■ ASSIGNMENT
Filter the material below so that only lines containing "running" remain.

■ STORED DATA
PR #193, opened 2020-07-07
Replace MultiClusterService with ServiceImport

aswinsuryan:
The ServiceImport replaces the MultiClusterService.

Signed-off-by: Aswin Surayanarayanan <asuryana@redhat.com>

PR #197, opened 2020-07-09
Replace MultiClusterService with ServiceImport

aswinsuryan:
The ServiceImport replaces the MultiClusterService.


tpantelis:
What is this PR for? It looks the same as https://github.com/submariner-io/lighthouse/pull/193 which was merged

aswinsuryan:
> What is this PR for? It looks the same as #193 which was merged

This was raised to just to see if we could squash some of the commits. Seems like it is not trivial and hence closing.

PR #198, opened 2020-07-10
Remove Service Import CRD install for helm deployment

aswinsuryan:
The updated helm chart installs the ServiceImport CRD however the operator changes won't be available until the subctl version is updated in the shipyard docker base image. In the meantime, only install the CRD for an operator deployment.

### DIFF
--- a/scripts/deploy
+++ b/scripts/deploy
@@ -17,11 +17,13 @@ function update_coredns_configmap() {
         sed 's/dnsip/'${CLUSTER_IP}'/g' scripts/resources/coredns-cm.yaml > /tmp/coredns-cm-${CLUSTER_IP}.yaml
         kubectl -n kube-system replace -f /tmp/coredns-cm-${CLUSTER_IP}.yaml
         kubectl -n kube-system describe cm coredns
-    fi
+    else 
+        run_subm_clusters install_service_import
+    fi 
 }
 
 function install_service_import() {
-    #TODO: Delete this once operator and helm changes are merged
+    #TODO: Delete this once operator changes are available
     kubectl apply -f ${DAPPER_SOURCE}/package/lighthouse-crd.yaml
     kubectl get crds | grep serviceimport
 }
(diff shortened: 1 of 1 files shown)


scripts/deploy
```diff
@@ -32,7 +34,8 @@ declare_kubeconfig
 import_image quay.io/submariner/lighthouse-agent
 import_image quay.io/submariner/lighthouse-coredns
 
-run_subm_clusters install_service_import
+echo ${deploytool}
+echo
```
tpantelis, line 38: Were these changes intentonal?

scripts/deploy
```diff
@@ -17,13 +17,15 @@ function update_coredns_configmap() {
         sed 's/dnsip/'${CLUSTER_IP}'/g' scripts/resources/coredns-cm.yaml > /tmp/coredns-cm-${CLUSTER_IP}.yaml
         kubectl -n kube-system replace -f /tmp/coredns-cm-${CLUSTER_IP}.yaml
         kubectl -n kube-system describe cm coredns
-    fi
+    else 
+        run_subm_clusters install_service_import
```
tpantelis, line 21: Why is `install_service_import` now conditional on the coredns CM?

aswinsuryan: The changes to install CRD is done via the following PRs 

Operator
https://github.com/submariner-io/submariner-operator/pull/550
Helm
https://github.com/submariner-io/submariner-charts/pull/51

While shipyard get  the latest from helm the operator changes are picked up only when we update subctl version in [1] is updated.
https://github.com/submariner-io/shipyard/blob/master/package/Dockerfile.shipyard-dapper-base#L47 

The "if" above identifies a helm based installation where core-dns map needs to be updated explicitly. So I added an else for doing things specific to operator installation. This shall be removed when the latest subctl is available.

tpantelis:
The updated helm chart installs the `ServiceImport` CRD however the operator changes won't be available until the subctl version is updated in the shipyard docker base image. In the meantime, only install the CRD for an operator deployment.

scripts/deploy
tpantelis, line 38: Are these unintentional local debugging changes?

aswinsuryan: Yes it was unintentional and removed it.

PR #210, opened 2020-07-16
Use GatewayStatus

### LINKED ISSUE #113: Don't return IPs of services in disconnected clusters
Use the Gateway status information to determine if a cluster is connected or not. If it isn't connected, don't return IPs of services running in that cluster.

vthapar:
Fixes #113


pkg/gateway/map.go
```diff
@@ -0,0 +1,27 @@
+package gateway
+
+import (
+	"sync/atomic"
+)
+
+type Map struct {
+	clustersMap atomic.Value
+}
+
```
tpantelis, line 10: I don’t think the `Map` struct really adds any value - it just wraps `Atomic.Value` so might as well use that directly.  Another idea is to make it an interface in the plugin package, ie:

```
type ClusterStatus interface {
    IsConnected(string clusterID), bool
}
```

The GW controller would implement it. This has the advantage of de-coupling the plugin from the GW in case we implement it in a different way in the future.

pkg/gateway/controller.go
```diff
@@ -0,0 +1,255 @@
...
+		return NewClientset
+	}
+
+	return func(c *rest.Config) (dynamic.Interface, error) {
+		return dynamic.NewForConfig(c)
+	}
+}
+
+func (c *Controller) Start(kubeConfig *rest.Config) error {
+	klog.Infof("Starting Gateways Controller")
```
tpantelis:
```suggestion
	klog.Infof("Starting Gateway status Controller")
```

pkg/gateway/controller.go
```diff
@@ -0,0 +1,255 @@
...
+	go c.runWorker()
+
+	return nil
+}
+
+func (c *Controller) Stop() {
+	close(c.stopCh)
+	c.queue.ShutDown()
+
+	klog.Infof("ServiceImport Controller stopped")
```
tpantelis:
```suggestion
	klog.Infof("Gateway status Controller stopped")
```

pkg/gateway/controller.go
```diff
@@ -0,0 +1,256 @@
...
+	}
+	return haStatus, connections, true
+}
+
+func (c *Controller) getClustersMap() map[string]bool {
+	clustersMap := c.clustersMap.Load()
+	if clustersMap != nil {
+		return clustersMap.(map[string]bool)
+	}
+	return make(map[string]bool)
```
tpantelis, line 230: The map should never be nil as it's initialized in the constructor. If it was then that would be a bug. Also returning a new map would hide the bug and result in the caller updating a local map. I suggest not checking and let it panic. ie

`return c.clustersMap.Load().(map[string]bool)`

pkg/gateway/controller.go
```diff
@@ -0,0 +1,256 @@
...
+	}
+	connections, found, err := unstructured.NestedSlice(status, "connections")
+	if !found || err != nil {
+		klog.Errorf("connections field not found in %#v, err was: %v", status, err)
+		return haStatus, nil, false
+	}
+	return haStatus, connections, true
+}
+
+func (c *Controller) getClustersMap() map[string]bool {
```
tpantelis, line 225:
```suggestion
func (c *Controller) getClusterStatusMap() map[string]bool {
```

pkg/gateway/controller.go
```diff
@@ -0,0 +1,256 @@
...
+// Indirection hook for unit tests to supply fake client sets
+var NewClientset NewClientsetFunc
+
+type Controller struct {
+	newClientset NewClientsetFunc
+	informer     cache.Controller
+	store        cache.Store
+	queue        workqueue.RateLimitingInterface
+	stopCh       chan struct{}
+	clustersMap  atomic.Value
```
tpantelis, line 32:
```suggestion
	clusterStatusMap  atomic.Value
```

pkg/gateway/controller.go
```diff
@@ -0,0 +1,256 @@
...
+	gatewayCheck bool
```
tpantelis, line 33:
```suggestion
	gatewayAvailable bool
```

pkg/gateway/controller.go
vthapar: > The map should never be nil as it's initialized in the constructor. If it was then that would be a bug. Also returning a new map would hide the bug and result in the caller updating a local map. I suggest not checking and let it panic. ie
> 
> `return c.clustersMap.Load().(map[string]bool)`

What about in case of UT?

tpantelis: Shouldn't UT call `NewController()`?

pkg/gateway/controller.go
```diff
@@ -0,0 +1,245 @@
...
+		if !ok {
+			klog.Errorf("Could not convert object tombstone %v to Unstructured", tombstone.Obj)
+			return
+		}
+	}
+
+	haStatus, _, _ := getGatewayStatus(resource)
+	if haStatus == "active" {
+		c.clusterStatusMap.Store(make(map[string]bool))
+	}
```
tpantelis, line 151: I think there's an edge case where this may be problematic. The normal case is where the active engine shuts down gracefully and deletes its `Gateway`.  However if it is killed or the delete fails then the `Gateway` will be stale. In this case, the engine has a stale `Gateway` check and thus the new engine will delete it later. This means we could get a deleted `Gateway` that has `haStatus == "active"` but isn't really the active `Gateway`. To handle this, we can keep track of the last `Gateway` resource that was created/updated in an `atomic.Value` via its UUID.  Here, if the the UUID matches the cached UUID then clear the map.

plugin/lighthouse/handler_test.go
```diff
@@ -43,9 +52,12 @@ func testWithoutFallback() {
 	)
 
 	BeforeEach(func() {
+		mockCs := new(MockClusterStatus)
+		mockCs.clusterId = clusterID
```
tpantelis, line 56: We should add a case where `IsConnected` returns false. Also a case where there's 2 clusters and one returns false and the other true.

pkg/gateway/controller.go
vthapar: Is it possible for stale gateway and new gateway to co-exist? as in, two gateways with `haStatus == "active"` ? If not, then it will eventually get overwritten and we should be fine. This logic will likely change once we get Active-ACctive HA.

tpantelis: > Is it possible for stale gateway and new gateway to co-exist? as in, two gateways with `haStatus == "active"` ? 
 
yes - new engine instance will publish its new active `Gateway` while the stale active `Gateway` will remain until the engine purges it.

If not, then it will eventually get overwritten and we should be fine. This logic will likely change once we get Active-Active HA.
> 
> EDIT: Also, we get updates every 5 seconds, so we will end up filling it with correct information.

True but there may be a 5 sec gap where no clusters are connected and user requests will fail. Unless I'm missing something...

tpantelis: Thinking some more, I'm wondering if we should do anything here, ie keep the last known state. Doesn't the engine leave the tunnels and network state as is on shutdown so as to maintain connectivity?  @sridhargaddam What do you think? Should we clear the cluster connectivity state or leave the last state when the `Gateway` is deleted, ie when the engine fails over.

vthapar: More I think about it, I like the idea of UUID. We will need to use it when we get Active-Active, so might as well get a head start on it.

mangelajo: I think it would be more stable to cache the last active gateway update connection list and use that to calculate which clusters are up or down. 

You could have a deleted/recreated gateway on a failover, or you could have duplicated active, while that's not true (at least yet)

Also consider that during those events it could be healthy to still resolve to what we knew with the hope that reconnection will happen quickly as it was before. So you allow the resolution, and then the connection will eventually succeed.

It's different to the case where a connection to a cluster goes down. (Please note that a failover on a remote cluster can also trigger this on other clusters)

I wonder if it would be helpful to (at some sprint) implement a filter in your algorithms to ignore spurious transitions like this (<x seconds) .

sridhargaddam: > Thinking some more, I'm wondering if we should do anything here, ie keep the last known state. Doesn't the engine leave the tunnels and network state as is on shutdown so as to maintain connectivity? @sridhargaddam What do you think? 

I'm working on preserving the tunnels (so that datapath is not disrupted) even when GatewayPod is restarted. So far could not get it working, as the pluto/charon process is getting killed as soon as GatewayPod is terminated. Looking into various options on how to get these processes running even when GatewayPod is terminated.

>Should we clear the cluster connectivity state or leave the last state when the `Gateway` is deleted, ie when the engine fails over.

Currently, as soon as GatewayPod is deleted, it WILL cleanup the Gateway object. **This is now properly handled with some recent fixes like clean termination of GatewayPod.** 
If we are able to successfully preserve the tunnels (even after the GatewayPod is terminated), then I think we should NOT delete the Gateway object anymore. Stale Gateway objects (based on the active leader election) should be handled either in route-agentPod or the new GatewayPod leader that is scheduled. This is a good topic to be discussed with the team.

@vthapar @tpantelis @mangelajo 
For now, I agree we can cache the last active gateway and use that to calculate which is up or down.

JYFI, it looks like we have bug in our implementation where connection status is not changing even when remoteGateway node is down.
https://github.com/submariner-io/submariner/issues/740

plugin/lighthouse/handler_test.go
vthapar: done

pkg/gateway/controller.go
```diff
@@ -0,0 +1,217 @@
...
+		}
+	}
+
+	if newMap != nil {
+		klog.Infof("Updating the gateway status %#v ", newMap)
+		c.clusterStatusMap.Store(newMap)
+	}
+}
+
+func getGatewayStatus(obj *unstructured.Unstructured) (haStatus string, connections []interface{}, gwStatus bool) {
```
tpantelis, line 171: I wonder why the inter is forcing the use of named params here - it's not considered best practice in most cases.  `gwStatus` is unused - I'm surprised it didn't flag that 😄  Anyway just an observation - it's fine either way.

pkg/gateway/controller.go
```diff
@@ -0,0 +1,217 @@
...
+			}
+		},
+		UpdateFunc: func(obj interface{}, new interface{}) {
+			key, err := cache.MetaNamespaceKeyFunc(new)
+			klog.V(2).Infof("GatewayStatus %q updated", key)
+			if err == nil {
+				c.queue.Add(key)
+			}
+		},
+		DeleteFunc: func(obj interface{}) {
```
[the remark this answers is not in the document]
vthapar: yeah, kept for debug

PR #227, opened 2020-07-28
build(coredns): build with external golang source code

SteveMattar:
use a different yet simpler approach for building lighthouse-coredns [#ref](https://coredns.io/2017/07/25/compile-time-enabling-or-disabling-plugins/#build-with-external-golang-source-code)
instead of cloning coredns repo and modify `plugin.cfg` and `go.mod` to import lighthouse
we now use lighthouse repo and import coredns as a module

Signed-off-by: Steve Mattar <smattar@redhat.com>


Makefile
```diff
@@ -8,6 +8,7 @@ include $(SHIPYARD_DIR)/Makefile.inc
 
 TARGETS := $(shell ls -p scripts | grep -v -e / -e deploy)
 CLUSTER_SETTINGS_FLAG = --cluster_settings $(DAPPER_SOURCE)/scripts/cluster_settings
+override BUILD_ARGS += $(shell source ${SCRIPTS_DIR}/lib/version; echo --ldflags \'-X main.VERSION=$${VERSION}\')
```
mkolesnik, line 11: This isnt needed as it's unused

SteveMattar: got it. I see it now

Makefile
```diff
@@ -24,15 +24,18 @@ endif
...
 package/.image.lighthouse-agent: bin/lighthouse-agent
 
+package/.image.lighthouse-coredns: bin/lighthouse-coredns
+
 bin/lighthouse-agent: vendor/modules.txt $(shell find pkg/agent)
 	${SCRIPTS_DIR}/compile.sh $@ pkg/agent/main.go
 
+bin/lighthouse-coredns: vendor/modules.txt $(shell find pkg/coredns)
+	${SCRIPTS_DIR}/compile.sh $@ pkg/coredns/main.go
 deploy: images clusters
```
skitt, line 39: Please add a blank line here ;-).

SteveMattar: Thanks @skitt. yes, debian was the image we were using so far. I will open another PR for ubi as it needs its own tests. what do you think?

pkg/coredns/main.go
```diff
@@ -0,0 +1,96 @@
+package main
```
vthapar, line 1: I believe this file is taken from coredns repo, right? Would be good to add some comments explaining that:
1. Source repo
2. Git tag/branch

This is to make it easy to track which version of coredns/main.go we're using and to make sure it aligns with versions we using in plugin, which currently is 1.5.2

SteveMattar:
> A minor tweak. It would be nice to use the UBI minimal image instead of the slim Debian image, but since the latter is the base image for CoreDNS we’d probably need more testing.

Thanks @skitt. yes, debian was the image we were using so far. I will open another PR for ubi as it needs its own tests. what do you think?

skitt:
> Thanks @skitt. yes, debian was the image we were using so far. I will open another PR for ubi as it needs its own tests. what do you think?

That would be perfect, thanks!

skitt:
I see that in CoreDNS, the list of directives is produced by a generator; it might be worth (as a separate PR) looking into whether we could use that too...

pkg/coredns/main.go
SteveMattar: Thanks @vthapar I'll add the documentation reference as a comment with some explanation.

For (2) I'm importing coredns
https://github.com/submariner-io/lighthouse/blob/2b9037545abd2c1388f1e45e9d0d1087b2da290a/pkg/coredns/main.go#L44-L45

which is the same version specified in `go.mod`
https://github.com/submariner-io/lighthouse/blob/2b9037545abd2c1388f1e45e9d0d1087b2da290a/go.mod#L7

is this what you meant?

skitt: @vthapar the list of plugins doesn’t match the list in CoreDNS 1.5.2 exactly; is that normal? We’re missing `dns64`, `acl`, `transfer`, `azure`, `clouddns`, and `kubernetes`, and we’re adding `federation` and `sign`.

package/Dockerfile.lighthouse-coredns
```diff
@@ -0,0 +1,9 @@
+FROM debian:stable-slim
+
+RUN apt-get update && apt-get -uy upgrade
+RUN apt-get -y install ca-certificates && update-ca-certificates
```
mkolesnik, line 4:
```suggestion
RUN apt-get update && apt-get -y install ca-certificates && update-ca-certificates
```

package/Dockerfile.lighthouse-coredns
```diff
@@ -0,0 +1,9 @@
+FROM debian:stable-slim
```
mkolesnik, line 1: Would it be possible to use ubi8 here to be in line with the rest of the images we build?

pkg/coredns/main.go
SteveMattar: @skitt I used `lighthouse-coredns -plugins` to compare the list on both versions

package/Dockerfile.lighthouse-coredns
SteveMattar: Thanks @mkolesnik

package/Dockerfile.lighthouse-coredns
SteveMattar: yeah we already discussed it I will open another PR for that

pkg/coredns/main.go
skitt: @SteveMattar yes, this isn’t anything wrong with your changes, I’m just curious why the list is different (which would make it less useful to give the original reference for the `main.go` file).

vthapar: Looks like I was sitting on this comment. @skitt as discussed, this is okay. we will possible prune this list later as we're not really using most of these. Let us get this merged, pruning can be done later once aswin's changes to upgrade to newer version of coredns come in.

PR #228, opened 2020-07-29
Bump to Kubernetes 1.17.0

skitt:
... to match Shipyard.


skitt:
The version of CoreDNS we’d need for 1.17 is 1.6.7 or later, but it’s affected by the `gnostic` breakage. https://github.com/submariner-io/lighthouse/pull/227 should improve things.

■ EXERCISE OUTPUT
Use the Gateway status information to determine if a cluster is connected or not. If it isn't connected, don't return IPs of services running in that cluster.
I'm working on preserving the tunnels (so that datapath is not disrupted) even when GatewayPod is restarted. So far could not get it working, as the pluto/charon process is getting killed as soon as GatewayPod is terminated. Looking into various options on how to get these processes running even when GatewayPod is terminated.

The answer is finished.